··· Entries shown

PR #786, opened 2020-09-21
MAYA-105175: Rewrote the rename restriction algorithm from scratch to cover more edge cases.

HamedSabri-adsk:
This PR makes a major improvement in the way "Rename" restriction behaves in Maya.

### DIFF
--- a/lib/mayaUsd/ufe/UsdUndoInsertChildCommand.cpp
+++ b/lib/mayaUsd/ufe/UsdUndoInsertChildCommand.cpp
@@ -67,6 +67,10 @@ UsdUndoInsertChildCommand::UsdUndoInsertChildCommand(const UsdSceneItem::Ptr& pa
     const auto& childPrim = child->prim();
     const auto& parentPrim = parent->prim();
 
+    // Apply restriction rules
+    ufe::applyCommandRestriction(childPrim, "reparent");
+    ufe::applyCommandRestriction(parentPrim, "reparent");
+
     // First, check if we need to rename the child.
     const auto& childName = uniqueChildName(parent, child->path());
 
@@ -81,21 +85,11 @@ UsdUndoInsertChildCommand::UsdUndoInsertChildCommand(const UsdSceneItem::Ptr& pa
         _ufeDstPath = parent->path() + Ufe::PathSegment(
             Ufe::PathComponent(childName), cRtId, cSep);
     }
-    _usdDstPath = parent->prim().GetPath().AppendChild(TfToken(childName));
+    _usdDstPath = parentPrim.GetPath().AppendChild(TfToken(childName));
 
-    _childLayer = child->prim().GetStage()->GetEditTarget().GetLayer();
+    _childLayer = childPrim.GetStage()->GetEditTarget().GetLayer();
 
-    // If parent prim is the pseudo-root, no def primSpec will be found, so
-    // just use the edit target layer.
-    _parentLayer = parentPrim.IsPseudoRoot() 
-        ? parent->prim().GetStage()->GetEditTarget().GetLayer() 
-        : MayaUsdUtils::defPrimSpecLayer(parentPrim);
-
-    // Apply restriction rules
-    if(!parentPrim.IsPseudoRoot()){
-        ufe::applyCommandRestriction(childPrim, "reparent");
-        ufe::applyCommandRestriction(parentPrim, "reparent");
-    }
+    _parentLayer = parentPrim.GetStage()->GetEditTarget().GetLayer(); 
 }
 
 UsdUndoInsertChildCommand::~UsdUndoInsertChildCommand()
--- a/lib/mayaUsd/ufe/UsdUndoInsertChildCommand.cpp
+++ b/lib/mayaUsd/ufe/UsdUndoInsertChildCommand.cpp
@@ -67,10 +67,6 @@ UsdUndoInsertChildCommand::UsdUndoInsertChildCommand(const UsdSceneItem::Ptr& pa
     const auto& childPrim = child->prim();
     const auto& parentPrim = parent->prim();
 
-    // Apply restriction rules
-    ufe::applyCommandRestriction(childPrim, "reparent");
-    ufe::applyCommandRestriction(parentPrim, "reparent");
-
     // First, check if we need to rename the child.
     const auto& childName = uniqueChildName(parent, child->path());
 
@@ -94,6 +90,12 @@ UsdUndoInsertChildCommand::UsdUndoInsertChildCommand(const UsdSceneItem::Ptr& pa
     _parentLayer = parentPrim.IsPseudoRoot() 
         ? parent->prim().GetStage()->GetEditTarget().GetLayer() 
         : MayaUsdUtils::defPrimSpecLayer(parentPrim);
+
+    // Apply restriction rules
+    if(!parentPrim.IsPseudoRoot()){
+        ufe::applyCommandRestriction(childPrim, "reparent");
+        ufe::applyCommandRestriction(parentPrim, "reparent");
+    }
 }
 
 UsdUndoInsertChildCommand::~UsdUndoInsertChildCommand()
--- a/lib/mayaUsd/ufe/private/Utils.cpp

······
··· Entries shown

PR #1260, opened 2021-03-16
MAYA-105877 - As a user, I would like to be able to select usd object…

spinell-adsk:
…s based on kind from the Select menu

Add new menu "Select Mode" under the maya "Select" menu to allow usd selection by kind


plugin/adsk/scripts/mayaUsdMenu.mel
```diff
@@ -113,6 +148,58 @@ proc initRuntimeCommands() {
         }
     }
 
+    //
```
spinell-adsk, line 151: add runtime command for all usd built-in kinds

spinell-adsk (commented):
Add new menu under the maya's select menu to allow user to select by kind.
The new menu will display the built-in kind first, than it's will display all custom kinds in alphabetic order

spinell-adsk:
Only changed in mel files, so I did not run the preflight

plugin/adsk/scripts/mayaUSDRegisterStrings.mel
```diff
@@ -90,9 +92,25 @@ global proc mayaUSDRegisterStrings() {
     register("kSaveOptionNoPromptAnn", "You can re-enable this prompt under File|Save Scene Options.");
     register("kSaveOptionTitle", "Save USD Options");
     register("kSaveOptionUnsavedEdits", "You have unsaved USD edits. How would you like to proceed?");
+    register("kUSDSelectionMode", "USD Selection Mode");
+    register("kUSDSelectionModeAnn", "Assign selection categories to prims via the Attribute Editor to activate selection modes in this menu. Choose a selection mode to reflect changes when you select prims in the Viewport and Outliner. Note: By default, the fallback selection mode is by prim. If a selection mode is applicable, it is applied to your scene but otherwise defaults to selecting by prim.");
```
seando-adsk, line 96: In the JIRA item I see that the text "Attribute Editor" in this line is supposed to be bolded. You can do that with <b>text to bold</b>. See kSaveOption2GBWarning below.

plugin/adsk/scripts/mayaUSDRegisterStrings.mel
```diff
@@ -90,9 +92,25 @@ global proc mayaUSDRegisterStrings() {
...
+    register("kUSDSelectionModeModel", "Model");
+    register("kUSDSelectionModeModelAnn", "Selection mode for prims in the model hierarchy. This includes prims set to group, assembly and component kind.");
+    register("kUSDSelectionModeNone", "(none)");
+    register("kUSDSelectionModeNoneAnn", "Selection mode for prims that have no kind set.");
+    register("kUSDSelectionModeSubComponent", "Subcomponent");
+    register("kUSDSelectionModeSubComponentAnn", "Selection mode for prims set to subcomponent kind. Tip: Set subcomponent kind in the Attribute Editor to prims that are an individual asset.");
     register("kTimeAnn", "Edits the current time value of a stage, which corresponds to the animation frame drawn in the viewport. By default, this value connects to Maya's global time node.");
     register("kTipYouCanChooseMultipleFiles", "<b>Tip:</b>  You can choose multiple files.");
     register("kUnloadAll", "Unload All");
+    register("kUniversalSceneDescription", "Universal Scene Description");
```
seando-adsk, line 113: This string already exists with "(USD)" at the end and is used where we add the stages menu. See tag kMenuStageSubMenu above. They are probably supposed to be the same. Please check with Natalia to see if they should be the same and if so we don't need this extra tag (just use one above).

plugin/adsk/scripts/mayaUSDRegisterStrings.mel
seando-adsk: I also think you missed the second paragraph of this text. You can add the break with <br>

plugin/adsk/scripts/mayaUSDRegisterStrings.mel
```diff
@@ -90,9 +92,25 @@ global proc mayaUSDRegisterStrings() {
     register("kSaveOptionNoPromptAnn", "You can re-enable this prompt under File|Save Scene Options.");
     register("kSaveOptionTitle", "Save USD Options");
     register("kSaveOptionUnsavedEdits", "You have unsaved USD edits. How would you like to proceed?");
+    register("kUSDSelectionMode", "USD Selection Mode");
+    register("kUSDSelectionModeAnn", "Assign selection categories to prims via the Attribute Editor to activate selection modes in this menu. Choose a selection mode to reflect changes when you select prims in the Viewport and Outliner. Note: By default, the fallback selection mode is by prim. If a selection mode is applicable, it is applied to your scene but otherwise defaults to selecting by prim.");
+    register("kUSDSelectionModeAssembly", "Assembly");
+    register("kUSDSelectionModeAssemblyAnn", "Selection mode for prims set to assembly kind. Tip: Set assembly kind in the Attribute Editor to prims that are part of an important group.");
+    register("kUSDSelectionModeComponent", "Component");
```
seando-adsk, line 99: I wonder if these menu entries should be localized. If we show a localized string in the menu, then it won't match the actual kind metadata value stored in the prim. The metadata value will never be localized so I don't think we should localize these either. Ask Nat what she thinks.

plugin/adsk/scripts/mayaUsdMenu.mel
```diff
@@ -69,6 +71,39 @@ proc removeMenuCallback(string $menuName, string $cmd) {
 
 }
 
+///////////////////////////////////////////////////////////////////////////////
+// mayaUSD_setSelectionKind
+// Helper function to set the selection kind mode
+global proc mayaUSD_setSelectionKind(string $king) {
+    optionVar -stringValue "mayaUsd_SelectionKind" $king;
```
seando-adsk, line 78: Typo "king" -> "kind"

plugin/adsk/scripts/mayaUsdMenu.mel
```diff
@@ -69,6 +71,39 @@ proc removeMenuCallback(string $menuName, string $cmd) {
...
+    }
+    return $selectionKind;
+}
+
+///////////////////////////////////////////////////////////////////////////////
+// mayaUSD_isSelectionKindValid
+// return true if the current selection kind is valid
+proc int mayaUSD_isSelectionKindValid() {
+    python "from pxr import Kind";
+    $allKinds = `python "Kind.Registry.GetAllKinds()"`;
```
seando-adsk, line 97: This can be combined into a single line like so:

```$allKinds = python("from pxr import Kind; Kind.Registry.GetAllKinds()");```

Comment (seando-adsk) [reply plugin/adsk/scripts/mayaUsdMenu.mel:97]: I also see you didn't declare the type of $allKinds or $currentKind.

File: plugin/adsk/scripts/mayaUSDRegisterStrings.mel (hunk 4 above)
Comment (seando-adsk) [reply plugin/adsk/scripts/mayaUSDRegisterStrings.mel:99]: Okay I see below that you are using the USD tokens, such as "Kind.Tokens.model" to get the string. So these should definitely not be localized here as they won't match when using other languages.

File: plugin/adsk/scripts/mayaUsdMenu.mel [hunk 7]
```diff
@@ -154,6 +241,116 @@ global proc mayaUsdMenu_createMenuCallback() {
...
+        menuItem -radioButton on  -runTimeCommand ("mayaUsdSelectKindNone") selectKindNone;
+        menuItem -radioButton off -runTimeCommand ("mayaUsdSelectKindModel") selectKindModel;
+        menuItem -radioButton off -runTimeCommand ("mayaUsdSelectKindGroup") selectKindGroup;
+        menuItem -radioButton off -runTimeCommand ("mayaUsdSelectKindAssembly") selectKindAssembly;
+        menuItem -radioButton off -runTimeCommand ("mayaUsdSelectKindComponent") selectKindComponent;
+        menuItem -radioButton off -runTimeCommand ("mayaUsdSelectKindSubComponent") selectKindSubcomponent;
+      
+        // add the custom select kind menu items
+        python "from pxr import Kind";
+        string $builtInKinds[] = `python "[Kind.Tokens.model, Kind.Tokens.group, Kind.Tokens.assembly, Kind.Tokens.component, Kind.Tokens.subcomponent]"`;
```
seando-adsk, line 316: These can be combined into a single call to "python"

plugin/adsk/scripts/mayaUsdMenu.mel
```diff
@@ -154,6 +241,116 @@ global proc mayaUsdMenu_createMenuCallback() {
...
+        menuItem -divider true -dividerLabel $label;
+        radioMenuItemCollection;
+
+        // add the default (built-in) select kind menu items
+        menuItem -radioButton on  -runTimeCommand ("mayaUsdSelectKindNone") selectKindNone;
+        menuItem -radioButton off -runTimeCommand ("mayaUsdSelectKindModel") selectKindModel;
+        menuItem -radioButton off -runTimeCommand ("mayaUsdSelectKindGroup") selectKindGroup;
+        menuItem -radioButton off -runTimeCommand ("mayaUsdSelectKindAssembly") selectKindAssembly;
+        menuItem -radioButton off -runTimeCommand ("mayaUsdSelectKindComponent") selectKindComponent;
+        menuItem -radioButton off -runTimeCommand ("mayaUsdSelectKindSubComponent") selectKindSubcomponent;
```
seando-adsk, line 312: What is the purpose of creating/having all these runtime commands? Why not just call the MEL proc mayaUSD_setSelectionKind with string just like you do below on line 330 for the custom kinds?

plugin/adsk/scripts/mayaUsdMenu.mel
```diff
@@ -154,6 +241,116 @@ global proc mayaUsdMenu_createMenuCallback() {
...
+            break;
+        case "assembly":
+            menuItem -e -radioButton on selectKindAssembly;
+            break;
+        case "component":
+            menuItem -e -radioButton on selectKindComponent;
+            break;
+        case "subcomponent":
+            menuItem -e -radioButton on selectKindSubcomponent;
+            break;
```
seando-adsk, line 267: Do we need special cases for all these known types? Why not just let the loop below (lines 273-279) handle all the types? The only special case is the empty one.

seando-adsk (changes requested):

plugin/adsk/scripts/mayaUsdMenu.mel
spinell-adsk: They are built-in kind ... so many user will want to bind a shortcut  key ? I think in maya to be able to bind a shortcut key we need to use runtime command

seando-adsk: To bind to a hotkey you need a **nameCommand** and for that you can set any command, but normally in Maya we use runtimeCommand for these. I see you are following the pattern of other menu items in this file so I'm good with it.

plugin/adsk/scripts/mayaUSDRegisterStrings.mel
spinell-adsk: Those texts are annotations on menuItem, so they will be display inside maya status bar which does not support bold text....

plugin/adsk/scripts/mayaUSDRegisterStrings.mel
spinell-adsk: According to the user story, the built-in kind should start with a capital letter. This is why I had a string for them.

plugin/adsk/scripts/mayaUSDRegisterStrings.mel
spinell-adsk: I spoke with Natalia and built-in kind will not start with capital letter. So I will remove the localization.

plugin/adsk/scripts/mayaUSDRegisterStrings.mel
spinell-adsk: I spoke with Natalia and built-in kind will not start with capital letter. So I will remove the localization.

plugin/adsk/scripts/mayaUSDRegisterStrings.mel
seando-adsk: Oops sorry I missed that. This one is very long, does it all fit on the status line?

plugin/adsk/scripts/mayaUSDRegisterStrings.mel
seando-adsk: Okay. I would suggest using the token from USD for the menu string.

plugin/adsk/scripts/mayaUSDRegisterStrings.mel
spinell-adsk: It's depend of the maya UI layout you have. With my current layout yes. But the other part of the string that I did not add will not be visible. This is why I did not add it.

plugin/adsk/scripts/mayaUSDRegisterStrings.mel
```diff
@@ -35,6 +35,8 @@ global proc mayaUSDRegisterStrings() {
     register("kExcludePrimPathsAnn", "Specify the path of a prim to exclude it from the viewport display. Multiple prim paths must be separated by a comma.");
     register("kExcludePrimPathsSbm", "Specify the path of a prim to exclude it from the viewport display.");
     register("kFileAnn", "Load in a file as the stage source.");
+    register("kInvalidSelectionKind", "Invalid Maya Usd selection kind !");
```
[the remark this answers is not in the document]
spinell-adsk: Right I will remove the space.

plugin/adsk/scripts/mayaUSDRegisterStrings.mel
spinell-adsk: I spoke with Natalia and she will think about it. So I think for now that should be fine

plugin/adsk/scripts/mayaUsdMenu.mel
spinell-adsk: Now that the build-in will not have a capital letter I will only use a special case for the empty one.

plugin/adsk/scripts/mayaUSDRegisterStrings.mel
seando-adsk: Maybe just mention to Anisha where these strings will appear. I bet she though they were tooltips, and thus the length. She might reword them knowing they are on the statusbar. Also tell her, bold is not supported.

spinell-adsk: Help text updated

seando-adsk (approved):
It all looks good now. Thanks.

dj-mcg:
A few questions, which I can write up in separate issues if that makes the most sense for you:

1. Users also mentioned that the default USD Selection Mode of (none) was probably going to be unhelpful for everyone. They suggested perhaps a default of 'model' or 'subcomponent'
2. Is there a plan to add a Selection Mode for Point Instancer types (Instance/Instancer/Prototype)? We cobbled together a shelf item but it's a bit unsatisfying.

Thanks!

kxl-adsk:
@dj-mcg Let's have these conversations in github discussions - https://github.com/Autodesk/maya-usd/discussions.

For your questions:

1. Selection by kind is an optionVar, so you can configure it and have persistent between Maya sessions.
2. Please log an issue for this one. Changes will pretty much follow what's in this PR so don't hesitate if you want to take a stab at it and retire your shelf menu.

······

■ How to complete this task:
Search the records above for the string "files". Copy every line that contains it.

■ Exercise output:
Only changed in mel files, so I did not run the preflight
     register("kTipYouCanChooseMultipleFiles", "<b>Tip:</b>  You can choose multiple files.");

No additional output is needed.